Net Neutrality supporters, which also includes Rahul Gandhi now, demand clean networks with no speed throttling and expect mobile networks not to take sides with any application, both general and instant messaging. At a time when operators are going to great lengths to prove to their disbelieving subscribers that they are favouring none, they will have to let go of a good upcoming opportunity for making tailor-made plans for calls on such apps. It will not break the Net Neutrality rule, as there are WhatsApp plans, popularised initially by BlackBerry Messenger. As the usage of WhatsApp might now increase, it calls for very fair rate revision, which unfortunately cannot be done. Not now.

Airtel, the largest telecom operator has come under the hammer the most. The group which is also the promoter of messaging app Hike, is now going to great lengths to support Net Neutrality. It has increased its communication with its subscribers, in a bid to not become an Internet villain.

Telecoms who were earlier busy with spectrum and government have, for a good reason, shifted focus to subscribers. But, is their bread and butter business of voice calling vanishing fast? If VoIP is a reality, operators have a lot more time. Voice business and its revenues will last for another licence renewal cycle.

Industry leaders think so too. Two years back, Idea Cellular’s MD, Himanshu Kapania said that there is a lot of juice left in the voice business. He stands by his statement even now. Idea, which has been chasing new subscribers in smaller towns, had a lot of confidence on new users coming into the market. Kapania now says that around 300 million fresh subscribers will come under the telecom net, in the next four to five years.

Subscriber addition numbers add up as well. Around eight million subscribers were added in February 2015, according to telecom regulator TRAI. All of them need not be smartphone users, as they contribute only 35 percent of the new handsets purchased. This leaves 65 percent feature phone users, who make up as much as 41.8 million handsets purchased per quarter (according to IDC), untouched by data use.  

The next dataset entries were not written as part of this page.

Issue #1984, opened 2026-08-23
libation crash


sofiep03:
[Log202608.log](https://github.com/user-attachments/files/31355693/Log202608.log)

PLEASE FILL OUT THE FOLLOWING. Bug reports with limited information or lacking an attached log file may get limited or delayed help.

___

## Describe the bug  
It just says "Libation encountered a fatal error"

## Screenshots  

<img width="601" height="480" alt="Image" src="https://github.com/user-attachments/assets/885630d6-f29f-4259-9fe2-e21ac50cab74" />

## Platform  
Mac

## Log Files

[Log202608.log](https://github.com/user-attachments/files/31355734/Log202608.log)

**Default Log File Locations**
|Platform|Folder|
|-|-|
|Windows|`%userprofile%\Libation`|
|macOS|`~/Library/Application Support/Libation`|
|Linux|`~/.local/share/Libation`|

**macOS:** If that folder does not exist because Libation never starts, try launching from Terminal and say whether it works: `/Applications/Libation.app/Contents/MacOS/Libation` (see [Troubleshooting for macOS](https://github.com/rmcrackan/Libation/blob/main/docs/advanced/troubleshoot.md#macos)).

Alternative, you may open the log file folder from within Libation. Open Libation's settings, and on the first tab in Settings you can click the button 'Open log folder'.

rmcrackan:
Thanks for the log.

This is not a Libation bug in the usual sense. Two books saved successfully, then macOS started returning `Input/output error` for `/Volumes/NO NAME/Audible audiobooks/` (your Books folder and in-progress folder). After that, Libation cannot list that folder and shows the fatal error on launch.

That usually means the USB drive dropped, is full, or needs repair. Please try:

1. Eject and remount the drive, then run First Aid in Disk Utility. Give the volume a real name so it is not `NO NAME`.
2. In Settings, keep **in-progress / temporary** on your Mac (for example `~/Documents/Libation`), and only point **Books** at the external drive.
3. If Libation will not start while the drive is unplugged, open `~/Library/Application Support/Libation/Settings.json` and set `Books` (and the in-progress path) back to a folder on the Mac.

Once the volume is healthy and remounted, Libation should start again. The two finished books are already in that folder.

rmcrackan:
I just made some changes which should prevent your bug in the future. That version will get released later today.

PR #1986, opened 2026-08-24
Add parallel recursive directory scan for performance improvement

ptyork:
Introducing myself with this tiny (but impactful) change before hitting you with a massive PR for a LocalLibraryManager subproject that I accidentally got myself tangled up in. While working on that, I discovered that parallelizing the process of walking directory trees resulted in a massive (10x or more) performance bump.

Although unrelated to my other effort, I encountered the issue here, as well, because I was diagnosing the cause of slow startup on CLI commands. I have my library (> 700 books/1100 files) stored on an SMB share, and it was taking 3 to 4 seconds just to get to the point that you called ProcessAsync on a CLI Option. This PR reduces that to around 1 second.

I'm sure the change is imperceptible for small libraries stored on local SSD's. But I'm confident that it shouldn't hurt anything either. Builds and tests pass (except for one pre-existing fail) on both Windows and Linux (WSL).

Separately, have you considered temporarily bumping the SQLitePCLRaw version to get rid of those scary warnings:

```
warning NU1903: Package 'SQLitePCLRaw.lib.e_sqlite3' 2.1.11 has a known 
high severity vulnerability, https://github.com/advisories/GHSA-2m69-gcr7-jv3q
```

Just need to add something like this to DataLayer.csproj.

```
  <ItemGroup>
    <!--
      Explicitly overrides the EF Core transitive dependency to drop the
      vulnerable 2.x package. Remove when Microsoft.EntityFrameworkCore.Sqlite
      ships with the updated binary, supposedly with v11.
    -->
    <PackageReference Include="SQLitePCLRaw.bundle_e_sqlite3" Version="3.0.5" />
  </ItemGroup>
```

### DIFF
--- a/Source/FileManager/BackgroundFileSystem.cs
+++ b/Source/FileManager/BackgroundFileSystem.cs
@@ -191,14 +191,32 @@ public class BackgroundFileSystem : IDisposable
 
 	private IEnumerable<LongPath> SafestEnumerateFiles(string path)
 	{
-		try
+		var shouldRecurse = SearchOption == SearchOption.AllDirectories;
+		var results = new ConcurrentBag<LongPath>();
+
+		// Internal function to (optionally) recursively scan each subdirectory.
+		// Parallel.ForEach speeds results by an order of magnitude for large
+		// libraries, especially over high-latency connections.
+
+		void walk(string dir)
 		{
-			return FileUtility.SaferEnumerateFiles(path, SearchPattern, SearchOption);
+			try
+			{
+				var files = FileUtility.SaferEnumerateFiles(dir,
+															SearchPattern,
+															SearchOption.TopDirectoryOnly);
+				foreach (var file in files)
+					results.Add(file);
+				if (shouldRecurse)
+					Parallel.ForEach(Directory.EnumerateDirectories(dir), walk);
+			}
+			catch { }
 		}
-		catch
-		{
-			return [];
-		}
+
+		// Actually execute the directory walk and return the results
+
+		walk(path);
+		return results;
 	}
 
 	private void AddUniqueFiles(IEnumerable<LongPath> newFiles)


rmcrackan:
Nice find on the parallelism, and thanks for the clear writeup. One thing needs fixing before this can go in.

**Hidden and system directories are now scanned.** `FileUtility.SaferEnumerateFiles` builds `new EnumerationOptions { ... }` without setting `AttributesToSkip`, so it keeps .NET's default of `Hidden | System`, and with `RecurseSubdirectories = true` that filter applied to directories too. `Directory.EnumerateDirectories(dir)` uses `EnumerationOptions.Compatible`, where `AttributesToSkip = 0`, so the manual recursion now descends into them.

I confirmed this against the real `BackgroundFileSystem`: a book under `.Trash-1000/files/` is absent from the cache on master and present on this branch. Same for macOS `.Trashes`, Synology `@eaDir` and `#recycle`, `.dropbox.cache`, and a book folder in Windows' `$RECYCLE.BIN` (Windows renames the deleted top-level entry but not the files inside, so the ASIN survives). Once such a file is cached, `GetFilePathsCustom` reports the book as on disk, `GetFilePath` persists that path into `FilePathCache`, `BulkSetDownloadStatus` flips the book to `Liberated`, and "open folder" and `DownloadPdf` point into the trash. It also costs you performance where you want it most: `@eaDir` has one subdirectory per file, and `System Volume Information` is large and unreadable.

Passing the same options fixes it, and I verified the result set then matches master exactly. Probably cleanest as a sibling to `SaferEnumerateFiles` so the two options objects can't drift again:

    public static IEnumerable<LongPath> SaferEnumerateDirectories(LongPath path)
        => Directory.EnumerateDirectories(path.Path, "*", new EnumerationOptions
        {
            IgnoreInaccessible = true,
            ReturnSpecialDirectories = false,
            MatchType = MatchType.Simple
            // AttributesToSkip left at its default of Hidden | System
        }).Select(p => (LongPath)p);

Worth knowing that this exclusion was never consistent: `AddPath`, on the watcher path, applies no attribute filter, so a hidden file created while Libation runs is cached today on both versions. So it's worth deciding what the intended behavior is and applying it in both places.

**Minor, take or leave:**

`ConcurrentBag` doesn't specify enumeration order, so `GetFilePathCustom`'s `FirstOrDefault()` can pick a different file than it used to. Mostly harmless, since within one book folder every match is the same book and `FilePathCache` freezes the first pick anyway, but an `.Order()` on the way out is free.

`catch { }` is silent. #1981 just added `Serilog.Log.Logger.Debug` to the two neighboring catch sites in this class, and a debug line naming the directory would keep that consistent. The per-directory catch is otherwise a real improvement, since the old single `try` only covered the call that built the lazy enumerable and not the enumeration itself.

Nested `Parallel.ForEach` isn't bounded by `MaxDegreeOfParallelism` (each nested call gets its own budget), so the walk takes every pool thread it can get, blocked on I/O, for its duration. Not dangerous in practice since the pool's thread injection rate is the real limit, but one bounded `Parallel.ForEach` per tree level was faster in every measurement I took (and it puts concurrency under a single MaxDegreeOfParallelism you can tune, instead of leaving it to whatever the thread pool hands out).

rmcrackan:
Oh yeah, feel free to do the honors of adding yourself to: Source/LibationUiBase/LibationContributor.cs :) 

Also, heads up that there's some overlap with #1988, which I've just put up for the crash in #1984. It touches the same file, so I wanted to flag it early rather than surprise you at merge time. No conflict, but here's what changes underneath you: `FileUtility.SaferEnumerateFiles` no longer throws when a directory stops being readable partway through. It keeps what it read, logs a warning naming the directory, and optionally reports the reason:

```csharp
SaferEnumerateFiles(LongPath path, string searchPattern = "*",
    SearchOption searchOption = SearchOption.TopDirectoryOnly,
    Action<Exception>? onIncomplete = null)
```

The new parameter is optional, so your call site compiles unchanged. The old behaviour was worse than it looked: the method returned a lazy sequence, so an I/O error surfaced wherever the sequence was finally walked, past whatever try/catch the caller had wrapped around it. Your version sidesteps that anyway by materialising into the bag inside the try.

**Two things your `catch { }` will now be hiding.** `Directory.EnumerateDirectories(dir)` is still a raw call, so a subdirectory that cannot be listed vanishes silently with no log line — the one gap left in the walk once the rest reports itself. And the bare catch also swallows non-I/O exceptions, which `SaferEnumerateFiles` deliberately rethrows so a genuine bug can't hide behind a short file list. Narrowing to `catch (Exception ex) when (ex is IOException or UnauthorizedAccessException)`, with a log line, would keep both visible.

**Relevant to your case specifically.** An SMB share is exactly the kind of volume that stops answering mid-walk, and #1984 was a USB drive doing the same thing. Your change makes the walk fast; mine makes it survivable. Worth knowing that with a parallel walk a dropping share will produce a warning per directory rather than one, so the log may get chatty in that situation.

Smartphones are growing rapidly, but there is a huge section of population which is still living on feature phones and the basic application - voice. They are the ‘red button-green button’ users, who use phones exclusively for making and receiving calls. Instant messaging services have very quickly eaten up into SMS revenues. That however is a bad example to use while calculating the impact of data on calls.

Data networks currently do not support uninterrupted voice communication. Small patches in networks support instant messaging, but voice requires a much higher quality of seamless communication. There might be a hue and cry over disruption of the voice business by the industry. It is partly true more because of the existence of licensing for the service offering.

As a licensor to a particular service, a telecom operator has every right to question the regulator over the loopholes in the licences they charge money for. VoIP breaches their licences which say that only a certain number of bonafide players can offer a certain service, which is more or less a promise that only a certain amount of players hold them and hence the number of operators is controlled. The emergence of VoIP hurts telecom players in two ways. One is the loss of business and another is the addition to competition. It weakens a telecom operator’s ability to price its voice offerings.

TRAI however cannot regulate and control over-the-top (OTT) players either, due to practical problems. What they can simply do, is incorporate the existence of such players and their independence to provide VoIP in their licences to stay legally safe. That, I guess would take as many years as it would take for the evolution of good quality voice-over-data. It’s there in the future, but not too close. Data is years away from finding its calling.